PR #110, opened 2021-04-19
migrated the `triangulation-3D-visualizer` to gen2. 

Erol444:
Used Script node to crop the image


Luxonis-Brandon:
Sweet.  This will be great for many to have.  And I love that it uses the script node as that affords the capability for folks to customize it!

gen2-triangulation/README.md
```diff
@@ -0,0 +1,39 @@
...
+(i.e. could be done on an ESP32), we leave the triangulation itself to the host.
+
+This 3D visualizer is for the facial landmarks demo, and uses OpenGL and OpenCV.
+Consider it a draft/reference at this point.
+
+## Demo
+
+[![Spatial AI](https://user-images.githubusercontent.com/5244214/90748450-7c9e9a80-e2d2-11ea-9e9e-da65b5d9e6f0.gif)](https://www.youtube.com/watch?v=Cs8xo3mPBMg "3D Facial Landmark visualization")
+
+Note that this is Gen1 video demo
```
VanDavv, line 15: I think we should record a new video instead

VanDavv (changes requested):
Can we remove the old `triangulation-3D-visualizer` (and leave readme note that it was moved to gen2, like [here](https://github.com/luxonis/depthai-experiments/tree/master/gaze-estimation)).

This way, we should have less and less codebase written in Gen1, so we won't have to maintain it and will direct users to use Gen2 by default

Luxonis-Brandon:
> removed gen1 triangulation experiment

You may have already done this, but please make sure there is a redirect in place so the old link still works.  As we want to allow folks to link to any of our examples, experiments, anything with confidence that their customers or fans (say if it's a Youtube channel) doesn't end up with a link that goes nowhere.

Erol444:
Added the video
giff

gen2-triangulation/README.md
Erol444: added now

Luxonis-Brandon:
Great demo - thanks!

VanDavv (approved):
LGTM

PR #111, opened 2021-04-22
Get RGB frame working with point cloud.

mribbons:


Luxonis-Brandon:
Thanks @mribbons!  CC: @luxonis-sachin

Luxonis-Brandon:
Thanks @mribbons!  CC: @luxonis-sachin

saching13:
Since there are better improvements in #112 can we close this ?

==

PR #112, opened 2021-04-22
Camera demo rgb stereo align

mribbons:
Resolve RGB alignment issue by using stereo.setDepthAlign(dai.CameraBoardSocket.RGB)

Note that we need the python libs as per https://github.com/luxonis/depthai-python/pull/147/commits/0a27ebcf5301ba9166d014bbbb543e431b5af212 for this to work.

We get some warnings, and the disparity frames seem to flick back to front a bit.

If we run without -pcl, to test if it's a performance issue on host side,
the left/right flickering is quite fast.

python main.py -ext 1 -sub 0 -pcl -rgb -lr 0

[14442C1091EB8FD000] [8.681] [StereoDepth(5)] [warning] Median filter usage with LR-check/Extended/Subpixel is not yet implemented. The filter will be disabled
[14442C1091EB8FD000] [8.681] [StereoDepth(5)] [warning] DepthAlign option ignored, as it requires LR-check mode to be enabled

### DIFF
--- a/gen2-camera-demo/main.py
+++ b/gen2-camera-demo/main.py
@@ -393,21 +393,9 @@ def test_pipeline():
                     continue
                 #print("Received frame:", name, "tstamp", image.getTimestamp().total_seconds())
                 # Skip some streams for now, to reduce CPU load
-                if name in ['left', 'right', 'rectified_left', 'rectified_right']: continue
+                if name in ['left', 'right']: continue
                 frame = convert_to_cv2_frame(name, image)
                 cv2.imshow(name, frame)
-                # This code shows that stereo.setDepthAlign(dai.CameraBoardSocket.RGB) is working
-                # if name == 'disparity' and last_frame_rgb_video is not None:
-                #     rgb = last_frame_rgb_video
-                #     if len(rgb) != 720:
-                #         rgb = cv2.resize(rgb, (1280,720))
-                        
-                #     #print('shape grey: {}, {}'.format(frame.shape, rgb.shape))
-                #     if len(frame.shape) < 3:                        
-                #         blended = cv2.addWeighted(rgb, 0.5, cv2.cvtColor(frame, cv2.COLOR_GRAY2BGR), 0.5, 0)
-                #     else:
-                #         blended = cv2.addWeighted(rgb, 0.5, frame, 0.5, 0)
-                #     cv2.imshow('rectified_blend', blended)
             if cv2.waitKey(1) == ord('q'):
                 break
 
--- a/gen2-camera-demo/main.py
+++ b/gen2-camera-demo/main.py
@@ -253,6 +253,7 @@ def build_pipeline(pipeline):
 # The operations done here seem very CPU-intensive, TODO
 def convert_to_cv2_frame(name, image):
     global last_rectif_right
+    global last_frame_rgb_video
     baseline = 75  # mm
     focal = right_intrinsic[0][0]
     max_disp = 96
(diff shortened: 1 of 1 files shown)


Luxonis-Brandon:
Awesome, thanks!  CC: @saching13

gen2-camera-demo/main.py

--

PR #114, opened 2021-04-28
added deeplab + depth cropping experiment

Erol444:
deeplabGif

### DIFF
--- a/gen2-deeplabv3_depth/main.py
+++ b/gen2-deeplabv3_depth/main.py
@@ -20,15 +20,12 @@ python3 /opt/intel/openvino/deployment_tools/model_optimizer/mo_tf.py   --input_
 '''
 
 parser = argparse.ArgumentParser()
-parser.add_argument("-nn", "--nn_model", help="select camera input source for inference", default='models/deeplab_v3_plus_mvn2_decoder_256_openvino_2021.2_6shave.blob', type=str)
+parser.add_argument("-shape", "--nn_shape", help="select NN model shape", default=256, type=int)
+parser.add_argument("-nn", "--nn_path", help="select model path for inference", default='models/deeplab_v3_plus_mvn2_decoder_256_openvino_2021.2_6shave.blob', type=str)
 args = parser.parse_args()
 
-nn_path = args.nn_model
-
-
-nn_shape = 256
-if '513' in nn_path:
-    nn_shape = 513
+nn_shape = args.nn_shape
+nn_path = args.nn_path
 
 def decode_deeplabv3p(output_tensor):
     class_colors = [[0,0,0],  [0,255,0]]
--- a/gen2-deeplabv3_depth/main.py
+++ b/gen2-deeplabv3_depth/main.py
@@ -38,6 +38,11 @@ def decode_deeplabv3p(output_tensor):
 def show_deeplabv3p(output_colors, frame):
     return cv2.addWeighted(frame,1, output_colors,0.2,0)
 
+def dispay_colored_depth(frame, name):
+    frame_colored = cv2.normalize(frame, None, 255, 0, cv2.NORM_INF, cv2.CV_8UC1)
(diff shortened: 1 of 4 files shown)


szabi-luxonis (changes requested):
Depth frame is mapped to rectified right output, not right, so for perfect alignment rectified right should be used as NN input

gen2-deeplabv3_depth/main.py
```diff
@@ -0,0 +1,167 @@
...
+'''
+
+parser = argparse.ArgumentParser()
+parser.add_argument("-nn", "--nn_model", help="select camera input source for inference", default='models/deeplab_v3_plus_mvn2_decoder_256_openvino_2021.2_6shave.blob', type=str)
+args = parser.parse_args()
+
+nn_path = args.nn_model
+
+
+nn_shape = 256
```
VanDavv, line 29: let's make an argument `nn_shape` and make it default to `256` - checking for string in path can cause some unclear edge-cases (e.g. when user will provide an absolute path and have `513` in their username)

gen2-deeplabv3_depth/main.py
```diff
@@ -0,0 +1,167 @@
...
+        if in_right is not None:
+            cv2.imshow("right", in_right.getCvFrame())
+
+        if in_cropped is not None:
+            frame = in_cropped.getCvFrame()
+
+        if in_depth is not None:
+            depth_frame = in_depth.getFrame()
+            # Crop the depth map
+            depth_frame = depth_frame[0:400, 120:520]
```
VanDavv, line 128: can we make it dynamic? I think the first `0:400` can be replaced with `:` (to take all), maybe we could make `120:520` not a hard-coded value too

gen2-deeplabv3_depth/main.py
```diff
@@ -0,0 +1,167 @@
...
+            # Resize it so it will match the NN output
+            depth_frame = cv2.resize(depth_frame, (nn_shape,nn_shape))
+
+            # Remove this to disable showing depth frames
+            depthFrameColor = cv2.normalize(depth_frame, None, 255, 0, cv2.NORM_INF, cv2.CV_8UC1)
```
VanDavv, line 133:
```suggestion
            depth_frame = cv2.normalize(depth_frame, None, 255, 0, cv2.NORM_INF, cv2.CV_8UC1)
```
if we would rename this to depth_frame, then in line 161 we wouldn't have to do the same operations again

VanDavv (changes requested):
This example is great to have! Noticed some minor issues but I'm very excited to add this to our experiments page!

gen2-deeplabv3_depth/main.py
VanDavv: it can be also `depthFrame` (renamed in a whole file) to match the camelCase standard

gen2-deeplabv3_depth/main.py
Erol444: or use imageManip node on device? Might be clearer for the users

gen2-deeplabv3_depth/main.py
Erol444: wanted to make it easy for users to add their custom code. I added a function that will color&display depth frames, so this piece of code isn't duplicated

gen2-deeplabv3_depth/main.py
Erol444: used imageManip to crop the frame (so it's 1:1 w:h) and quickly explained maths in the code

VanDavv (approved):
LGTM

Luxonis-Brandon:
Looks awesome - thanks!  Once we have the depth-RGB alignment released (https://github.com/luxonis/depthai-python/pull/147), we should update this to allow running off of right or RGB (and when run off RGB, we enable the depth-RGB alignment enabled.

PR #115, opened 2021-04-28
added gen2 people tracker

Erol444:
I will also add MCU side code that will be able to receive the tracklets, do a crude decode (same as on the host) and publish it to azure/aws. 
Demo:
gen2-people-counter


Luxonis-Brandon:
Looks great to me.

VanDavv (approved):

- **REQUIRED ACTION**
Pull out every line above that holds the word "type".

- **SOLUTION TO THE PROBLEM**
-parser.add_argument("-nn", "--nn_model", help="select camera input source for inference", default='models/deeplab_v3_plus_mvn2_decoder_256_openvino_2021.2_6shave.blob', type=str)
+parser.add_argument("-shape", "--nn_shape", help="select NN model shape", default=256, type=int)
+parser.add_argument("-nn", "--nn_path", help="select model path for inference", default='models/deeplab_v3_plus_mvn2_decoder_256_openvino_2021.2_6shave.blob', type=str)
+parser.add_argument("-nn", "--nn_model", help="select camera input source for inference", default='models/deeplab_v3_plus_mvn2_decoder_256_openvino_2021.2_6shave.blob', type=str)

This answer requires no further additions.